Improve poor farming practice with behavioural science, Bank says

 Traditional economics - assuming people are rational actors who respond to prices and subsidies to maximise their own interests - could use a rethink, a senior World Bank official said on Wednesday during a discussion on global food policy.

Anne Fruttero, a senior World Bank economist, relayed a story about small farmers in Kenya’s highlands, where low fertilizer use has been holding back crop yields.

Some farmers expressed the desire to buy more fertiliser, but had not been doing so after selling their crops at harvest time, despite being able to afford it.

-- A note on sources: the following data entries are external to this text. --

PR #877, opened 2024-10-25
Adding sample of descending property to OrderBy Javadoc

mswatosh:
I noticed the class javadoc for `@OrderBy` doesn't mention or show an example of the `descending` property. I'm not sure if it's the case for other IDE's but in VSCode, the javadoc shown when hovering over an annotation doesn't include the properties, so without a description in the class javadoc, the availability of the `descending` property may not be obvious.

### DIFF
--- a/api/src/main/java/jakarta/data/repository/OrderBy.java
+++ b/api/src/main/java/jakarta/data/repository/OrderBy.java
@@ -59,7 +59,7 @@ import java.lang.annotation.Target;
  *     {@code true}.</li>
  * </ul>
  * 
- * The default sort is ascending. The {@code descending} property can be
+ * The default sort order is ascending. The {@code descending} member can be
  * used to specify the sort direction.
  * <pre>
  * &#64;OrderBy(value = "price", descending = true)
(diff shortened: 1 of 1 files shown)


njr-11 (approved):
Thanks for contributing the improvement!

api/src/main/java/jakarta/data/repository/OrderBy.java
```diff
@@ -58,6 +58,13 @@
  * <li>ascending order for boolean values places {@code false} before
  *     {@code true}.</li>
  * </ul>
+ * 
+ * The default sort is ascending. The {@code descending} property can be
```
gavinking, line 62:
```suggestion
 * The default sort order is ascending. The {@code descending} member can be
```

api/src/main/java/jakarta/data/repository/OrderBy.java
```diff
@@ -58,6 +58,13 @@
...
+ * used to specify the sort direction.
```
gavinking, line 63:
```suggestion
 * used to specify the sort direction.</p>
```

gavinking (approved):
Thanks.

mswatosh:
The build didn't like the `</p>` change, but I think I understand what you were trying to fix and corrected it here: [06ffea1](https://github.com/jakartaee/data/pull/877/commits/06ffea14a8ce9dec0757c3a3be7d638664a15157)

PR #110, opened 2024-08-01
Add Go tests in MySQL storage implementation

roger2hk:
#21 

Note that this pull request also makes `tessera.WithCheckpointSignerVerifier` optional in `mysql.New()` because the issue was found during the tests development.

### DIFF
--- a/storage/mysql/mysql.go
+++ b/storage/mysql/mysql.go
@@ -19,6 +19,7 @@ import (
 	"bytes"
 	"context"
 	"database/sql"
+	"errors"
 	"fmt"
 	"strings"
 	"time"
@@ -56,6 +57,7 @@ type Storage struct {
 }
 
 // New creates a new instance of the MySQL-based Storage.
+// Note that `tessera.WithCheckpointSignerVerifier()` is mandatory in the `opts` argument.
 func New(ctx context.Context, db *sql.DB, opts ...func(*tessera.StorageOptions)) (*Storage, error) {
 	opt := tessera.ResolveStorageOptions(&tessera.StorageOptions{
 		BatchMaxAge:  defaultQueueMaxAge,
@@ -70,37 +72,38 @@ func New(ctx context.Context, db *sql.DB, opts ...func(*tessera.StorageOptions))
 		klog.Errorf("Failed to ping database: %v", err)
 		return nil, err
 	}
+	if s.newCheckpoint == nil || s.parseCheckpoint == nil {
+		return nil, errors.New("tessera.WithCheckpointSignerVerifier must be provided in New()")
+	}
 
 	s.queue = storage.NewQueue(ctx, opt.BatchMaxAge, opt.BatchMaxSize, s.sequenceBatch)
 
 	// Initialize checkpoint if there is no row in the Checkpoint table.
-	if s.newCheckpoint != nil && s.parseCheckpoint != nil {
-		if _, err := s.ReadCheckpoint(ctx); err != nil {
-			if err != sql.ErrNoRows {
-				klog.Errorf("Failed to read checkpoint: %v", err)
-				return nil, err
-			}
+	if _, err := s.ReadCheckpoint(ctx); err != nil {
+		if err != sql.ErrNoRows {
+			klog.Errorf("Failed to read checkpoint: %v", err)
+			return nil, err
+		}
 
-			klog.Infof("Initializing checkpoint")
-			// Get a Tx for making transaction requests.
-			tx, err := s.db.BeginTx(ctx, nil)
-			if err != nil {
-				return nil, err
+		klog.Infof("Initializing checkpoint")
+		// Get a Tx for making transaction requests.
+		tx, err := s.db.BeginTx(ctx, nil)
+		if err != nil {
+			return nil, err
+		}
+		// Defer a rollback in case anything fails.
+		defer func() {
+			if err := tx.Rollback(); err != nil && err != sql.ErrTxDone {
+				klog.Errorf("Failed to rollback in write initial checkpoint: %v", err)
 			}
-			// Defer a rollback in case anything fails.
-			defer func() {
-				if err := tx.Rollback(); err != nil && err != sql.ErrTxDone {
-					klog.Errorf("Failed to rollback in write initial checkpoint: %v", err)
-				}
-			}()
-			if err := s.writeCheckpoint(ctx, tx, 0, rfc6962.DefaultHasher.EmptyRoot()); err != nil {
-				klog.Errorf("Failed to write initial checkpoint: %v", err)
-				return nil, err
-			}
-			// Commit the transaction.
-			if err := tx.Commit(); err != nil {
-				return nil, err
-			}
+		}()
+		if err := s.writeCheckpoint(ctx, tx, 0, rfc6962.DefaultHasher.EmptyRoot()); err != nil {
+			klog.Errorf("Failed to write initial checkpoint: %v", err)
+			return nil, err
+		}
+		// Commit the transaction.
+		if err := tx.Commit(); err != nil {
+			return nil, err
 		}
 	}
 
--- a/storage/mysql/mysql.go
+++ b/storage/mysql/mysql.go
@@ -57,6 +57,7 @@ type Storage struct {
 }
 
 // New creates a new instance of the MySQL-based Storage.
+// Note that `tessera.WithCheckpointSignerVerifier()` is mandatory in the `opts` argument.
 func New(ctx context.Context, db *sql.DB, opts ...func(*tessera.StorageOptions)) (*Storage, error) {
 	opt := tessera.ResolveStorageOptions(&tessera.StorageOptions{
 		BatchMaxAge:  defaultQueueMaxAge,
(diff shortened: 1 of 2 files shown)


roger2hk:
Would the `655536` be too large in the `TestParallelAdd` test?

storage/mysql/mysql_test.go
```diff
@@ -28,14 +63,253 @@ func TestMain(m *testing.M) {
...
+			wantErr: false,
+		},
+		{
+			name:    "empty byte",
+			entry:   []byte{},
+			wantErr: false,
+		},
+	} {
+		t.Run(test.name, func(t *testing.T) {
+			for i := 0; i < 655536; i++ {
```
AlCutter, line 293: Typo - 65536? That's still quite a number of goroutines to run...
What's the goal of this test/which functionality of the MySQL implementation are you wanting to exercise here?

storage/mysql/mysql_test.go
```diff
@@ -28,14 +63,253 @@ func TestMain(m *testing.M) {
...
+
+func TestParallelAdd(t *testing.T) {
+	t.Parallel()
+	ctx := context.Background()
+	s := newTestMySQLStorage(t, ctx)
+
+	for _, test := range []struct {
+		name    string
+		entry   []byte
+		wantErr bool
```
AlCutter, line 274: This is never `true`, could it be removed?

storage/mysql/mysql_test.go
```diff
@@ -28,14 +63,253 @@ func TestMain(m *testing.M) {
...
+
+func TestAdd(t *testing.T) {
+	ctx := context.Background()
+	s := newTestMySQLStorage(t, ctx)
+
+	for _, test := range []struct {
+		name      string
+		entry     []byte
+		wantIndex uint64
+		wantErr   bool
```
AlCutter, line 232: This is always `false`, could it be removed?

storage/mysql/mysql_test.go
```diff
@@ -28,14 +63,253 @@ func TestMain(m *testing.M) {
...
+				t.Errorf("got index %d want %d", index, test.wantIndex)
+			}
+		})
+	}
+}
+
+func TestParallelAdd(t *testing.T) {
+	t.Parallel()
+	ctx := context.Background()
+	s := newTestMySQLStorage(t, ctx)
```
AlCutter, line 269: Currently, this func will give you a storage configured with batching which flushes after 1 microsecond, is that intended?

storage/mysql/mysql_test.go
```diff
@@ -28,14 +63,253 @@ func TestMain(m *testing.M) {
...
+			name:    "no tessera.StorageOption",
+			opts:    nil,
+			wantErr: true,
+		},
+		{
+			name: "standard tessera.WithCheckpointSignerVerifier",
+			opts: []func(*tessera.StorageOptions){
+				tessera.WithCheckpointSignerVerifier(noteSigner, noteVerifier),
+			},
+			wantErr: false,
```
AlCutter, line 142: nit: can just leave these out and rely on the default value of bool being `false`.

storage/mysql/mysql.go
```diff
@@ -70,6 +71,9 @@ func New(ctx context.Context, db *sql.DB, opts ...func(*tessera.StorageOptions))
 		klog.Errorf("Failed to ping database: %v", err)
 		return nil, err
 	}
+	if s.newCheckpoint == nil || s.parseCheckpoint == nil {
```
AlCutter, line 74: Is this a required option here because this storage implementation doesn't track the tree size separately from the stored `checkpoint`?

Probably should say that this is a requirement for _this_ storage impl on the c'tor comment.

storage/mysql/mysql_test.go
```diff
@@ -28,14 +63,253 @@ func TestMain(m *testing.M) {
...
+
+	db, err := sql.Open("mysql", *mysqlURI+"?multiStatements=true")
+	if err != nil {
+		klog.Fatalf("Failed to connect to DB: %v", err)
+	}
+	defer func() {
+		if err := db.Close(); err != nil {
+			klog.Warningf("Failed to close db: %v", err)
+		}
+	}()
```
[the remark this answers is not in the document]
roger2hk: This is intended since `multiStatements=true` is only required during the database schema import.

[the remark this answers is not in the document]
AlCutter: I don't really understand what that means, but it sounds important :D 
Worth popping a comment in so that future folks don't try to simplify the code?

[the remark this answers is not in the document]
roger2hk: Good idea. Added some comment.

storage/mysql/mysql_test.go
roger2hk: Done.

storage/mysql/mysql_test.go
roger2hk: That was intended to shorten the development time of the tests. Removed this option.

storage/mysql/mysql.go
roger2hk: In the current MySQL implementation, the `tessera.WithCheckpointSignerVerifier` option is mandatory. I've added comments to the `mysql.New()` method.

Is there any scenario that doesn't require the signer and verifier? Let's say we mirror the log. Is it necessary to sign the checkpoint with another pairs of keys?

storage/mysql/mysql_test.go
roger2hk: Done.

storage/mysql/mysql_test.go
roger2hk: Done.

storage/mysql/mysql.go
AlCutter: Yeah, that's one scenario - for mirrors we don't have access to the source's private key, but I can't imagine we'd want to sign with a separate key.

roger2hk: Gotcha. I've updated the logic to make `tessera.WithCheckpointSignerVerifier` opt optional in `mysql.New()`.

storage/mysql/mysql_test.go
```diff
@@ -28,14 +63,253 @@ func TestMain(m *testing.M) {
...
+			_, err := mysql.New(ctx, testDB, test.opts...)
+			gotErr := err != nil
+			if gotErr != test.wantErr {
+				t.Errorf("got err %v want %v", gotErr, test.wantErr)
+			}
+		})
+	}
+}
+
+func TestReadTile(t *testing.T) {
```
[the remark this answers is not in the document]
roger2hk: Renamed to `TestReadMissingTile` and `TestReadMissingEntryBundle`. Added `nil` check to these two tests.

Added `TestTileRoundTrip` and `TestEntryBundleRoundTrip` tests.

storage/mysql/mysql_test.go
```diff
@@ -28,14 +67,335 @@ func TestMain(m *testing.M) {
...
+			entry:     []byte("123"),
+			wantIndex: 1,
+		},
+		{
+			name:      "empty byte",
+			entry:     []byte{},
+			wantIndex: 2,
+		},
+	} {
+		t.Run(test.name, func(t *testing.T) {
```
mhutchinson, line 248: These test case functionally depend on each other for the `wantIndex` value, so I suggest that we remove the pretense that they are separate test cases? It is idiomatic in my experience with go that table-driven tests each start with a clean environment.

storage/mysql/mysql.go
```diff
@@ -74,31 +74,33 @@ func New(ctx context.Context, db *sql.DB, opts ...func(*tessera.StorageOptions))
 	s.queue = storage.NewQueue(ctx, opt.BatchMaxAge, opt.BatchMaxSize, s.sequenceBatch)
 
 	// Initialize checkpoint if there is no row in the Checkpoint table.
-	if _, err := s.ReadCheckpoint(ctx); err != nil {
-		if err != sql.ErrNoRows {
-			klog.Errorf("Failed to read checkpoint: %v", err)
-			return nil, err
-		}
+	if s.newCheckpoint != nil && s.parseCheckpoint != nil {
```
mhutchinson, line 77: This makes me quite uneasy. I think we should require these fields until we have a concrete use-case (that is tested) for doing it. At the moment `New` works if these are not present, but any attempt to integrate leaves looks like it will fail.

storage/mysql/mysql_test.go
roger2hk: Gotcha, I've removed `TestAdd`. `TestParallelAdd` has the test coverage for `mysql.Stoage.Add`.

storage/mysql/mysql.go
roger2hk: From the [discussion](https://github.com/transparency-dev/trillian-tessera/pull/110#discussion_r1701644012) with @AlCutter, there is a scenario for mirrors we don't have access to the source's private key. That is why I updated the logic when I work on the test cases.

I've updated the logic to require these fields in `New`.

mhutchinson: Yeah I saw that conversation. My philosophy is that this precondition should be weakened at the point where we're going to add (and test!) the feature to support mirrors. Weakening the guarantee of the state now but not using it and exercising it leaves it in a more brittle state.

mhutchinson (approved):

PR #117, opened 2024-08-07
Refactor TUI to separate setup and runtime controls

mhutchinson:
This makes it a bit more readable now, but really sets this up to grow in a way that doesn't turn into one enormous method with all of the UI logic in it.

### DIFF
--- a/hammer/tui.go
+++ b/hammer/tui.go
@@ -26,97 +26,120 @@ import (
 	"k8s.io/klog/v2"
 )
 
-func hostUI(ctx context.Context, hammer *Hammer) {
+type tuiController struct {
+	hammer     *Hammer
+	app        *tview.Application
+	statusView *tview.TextView
+	logView    *tview.TextView
+	helpView   *tview.TextView
+}
+
+func newController(h *Hammer) *tuiController {
+	c := tuiController{
+		hammer: h,
+		app:    tview.NewApplication(),
+	}
 	grid := tview.NewGrid()
 	grid.SetRows(5, 0, 10).SetColumns(0).SetBorders(true)
-	// Status box
+
+	// Top: status box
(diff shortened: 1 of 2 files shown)


hammer/tui.go
```diff
@@ -26,97 +26,120 @@ import (
...
 	logView.ScrollToEnd()
 	logView.SetMaxLines(10000)
 	grid.AddItem(logView, 1, 0, 1, 1, 0, 0, false)
+	c.logView = logView
+
+	// Bottom: help text
+	helpView := tview.NewTextView()
+	helpView.SetText("+/- to increase/decrease read load\n>/< to increase/decrease write load\nw/W to increase/decrease workers")
+	grid.AddItem(helpView, 2, 0, 1, 1, 0, 0, false)
+	c.helpView = helpView
```
roger2hk, line 61: Is it necessary to create the local variables `statusView`, `logView` and `helpView`?

mhutchinson: I agree it's not necessary but it's also not harmful. Personally I like the separation of having the local variables be used for construction, and then assign when it's finished, but it doesn't matter. I'll leave it this way.

mhutchinson:
> I'm always tempted to use the uppercase (`W`) to increase the number of workers. Is it reasonable to swap `w` and `W`?

I originally had it the other way around because that was more logical to me, but after using it the first few times I found that the most common use-case is to increase workers and having fewer keypresses (avoiding shift modifier) made that more comfortable. Feel free to raise an issue and we can get a vote for each system :-) Or we can just have two different keys for this?

> It would be great if we can see the number of workers in the UI.

I'll see if we can get the number of workers displayed in the UI later today. I want this PR to stay as refactoring only. Keeping refactoring and behaviour changes separate is a really good practice to get into.

PR #126, opened 2024-08-08
Pass a signer to Tessera

phbnf:
This PR makes it possible to sign https://c2sp.org/static-ct-api checkpoints, and passes a signer to Tessera.

Before we can pass a Checkpoint signer to Tessera, we need to initiate the time source and crypto.signer, so I had to re-architecture the code a bit before that.

### DIFF
--- a/personalities/sctfe/serialize.go
+++ b/personalities/sctfe/serialize.go
@@ -133,8 +133,7 @@ func (cts *CpSigner) Sign(msg []byte) ([]byte, error) {
 		return nil, fmt.Errorf("checkpoint contains trailing data: %s", string(rest))
 	} else if err != nil {
 		return nil, fmt.Errorf("ckpt.Unmarshal: %v", err)
-	}
-	if ckpt.Origin != cts.origin {
+	} else if ckpt.Origin != cts.origin {
 		return nil, fmt.Errorf("checkpoint's origin %s doesn't match signer's origin %s", ckpt.Origin, cts.origin)
 	}
 
--- a/personalities/sctfe/serialize.go
+++ b/personalities/sctfe/serialize.go
@@ -18,9 +18,12 @@ import (
 	"crypto"
 	"crypto/rand"
 	"crypto/sha256"
+	"encoding/binary"
 	"fmt"
 
 	"github.com/google/certificate-transparency-go/tls"
+	"github.com/transparency-dev/formats/log"
+	"golang.org/x/mod/sumdb/note"
 
 	ct "github.com/google/certificate-transparency-go"
 )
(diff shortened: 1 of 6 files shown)


personalities/sctfe/serialize.go
```diff
@@ -64,3 +67,110 @@ func buildV1SCT(signer crypto.Signer, leaf *ct.MerkleTreeLeaf) (*ct.SignedCertif
...
+	rest, err := ckpt.Unmarshal(msg)
+
+	if len(rest) != 0 {
+		return nil, fmt.Errorf("checkpoint contains trailing data: %s", string(rest))
+	} else if err != nil {
+		return nil, fmt.Errorf("ckpt.Unmarshal: %v", err)
+	}
+	if ckpt.Origin != cts.origin {
+		return nil, fmt.Errorf("checkpoint's origin %s doesn't match signer's origin %s", ckpt.Origin, cts.origin)
+	}
```
roger2hk, line 139: nit: The `if` and `else if` blocks are not consistent here although the logic is the same.

personalities/sctfe/serialize.go
```diff
@@ -64,3 +67,110 @@ func buildV1SCT(signer crypto.Signer, leaf *ct.MerkleTreeLeaf) (*ct.SignedCertif
...
+	// TODO(phboneff): make sure that it's ok to generate the timestamp here
+	t := uint64(cts.timeSource.Now().UnixMilli())
+	sig, err := buildCTCheckpoint(cts.sthSigner, ckpt.Size, t, ckpt.Hash[:])
+	if err != nil {
+		return nil, fmt.Errorf("coudn't sign CT checkpoint: %v", err)
+	}
+	return sig, nil
+}
+
+func (cts *CTSigner) Name() string {
```
roger2hk, line 150: How about calling this `Origin()` instead of `Name()`?

personalities/sctfe/serialize.go
```diff
@@ -64,3 +67,110 @@ func buildV1SCT(signer crypto.Signer, leaf *ct.MerkleTreeLeaf) (*ct.SignedCertif
...
+
+	sig, err := tls.Marshal(rfc6962Note)
+	if err != nil {
+		return nil, fmt.Errorf("couldn't encode RFC6962NoteSignature: %w", err)
+	}
+
+	return sig, nil
+}
+
+type CTSigner struct {
```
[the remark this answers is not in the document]
phbnf: Yes, there's also the signer used for SCTs, it's the signer that is passed as an argument to NewCTSigner. I can rename things to CSigner

personalities/sctfe/serialize.go
phbnf: Ah, I see where you're coming from, but Signer must implement the note signer interface with a Name() method: https://cs.opensource.google/go/x/mod/+/refs/tags/v0.20.0:sumdb/note/note.go;l=204

roger2hk: Gotcha, thanks!

personalities/sctfe/serialize.go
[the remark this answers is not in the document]
roger2hk: Oh okay, `CTSigner` sounds good to me.

personalities/sctfe/serialize.go
```diff
@@ -64,3 +67,110 @@ func buildV1SCT(signer crypto.Signer, leaf *ct.MerkleTreeLeaf) (*ct.SignedCertif
...
 }
+
+type RFC6962NoteSignature struct {
+	timestamp uint64
+	signature ct.DigitallySigned
+}
+
+// buildCTCheckpoints builds a https://c2sp.org/static-ct-api checkpoint.
+// TODO(phboneff): add tests
+func buildCTCheckpoint(signer crypto.Signer, size uint64, timeMilli uint64, hash []byte) ([]byte, error) {
```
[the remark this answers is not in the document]
phbnf: Good point, thanks.

personalities/sctfe/serialize.go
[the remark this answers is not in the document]
phbnf: I've gone for CpSigner

personalities/sctfe/serialize.go
phbnf: I've added a doc to the struct to make this more readable.

roger2hk (approved):

PR #131, opened 2024-08-10
Fix incorrect http status not found behaviour in MySQL storage

roger2hk:
#21

### DIFF
--- a/storage/mysql/mysql.go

When growers needed the fertiliser later in the year, they had less money immediately available, so many of them did not bother to make the purchase.

Traditional economics had led researchers to believe that farmers would follow their own self-interest, and thus save money from the harvest to buy fertilisers later in the year.

The emerging field of behavioural economics, outlined in the major World Bank report “Mind, Society and Behavior” released last month, shows that individuals do not always behave rationally. Emotions, social norms and taking the path of least resistance play a key part in everyday decision-making.

The solution for Kenyan farmers: organisations offered to sell them fertiliser immediately after the harvest. Uptakes increased.

“This policy of changing the timing was as effective as a 50 per cent subsidy (for fertiliser),” Fruttero said. “This is another way of understanding better why people do what they do.”

These new trends emerging in economics have major repercussions for international agencies working with farmers, said John McIntire, associate vice-president of the UN’s International Fund for Agricultural Development (IFAD).

“How to you get people to spend less on alcohol and more on their farms?” McIntire said. “How do you try to induce people to stop doing things that are not in their interests?”

Behavioural economics can have tangible effects when trying to provide credit to small farmers who don’t have assets or collateral for traditional loans.

Group lending, where a cluster of small farmers take turns receiving credit and share the responsibility for repaying loans, could benefit from the new economics. An individual who defaults will lose social capital within his community, McIntire said, potentially reducing defaults.

Environmental services could also benefit from the new research, for example by giving farmers who plant trees to protect an upstream watershed from erosion priority access to hydroelectricity generated by the river they are helping to maintain.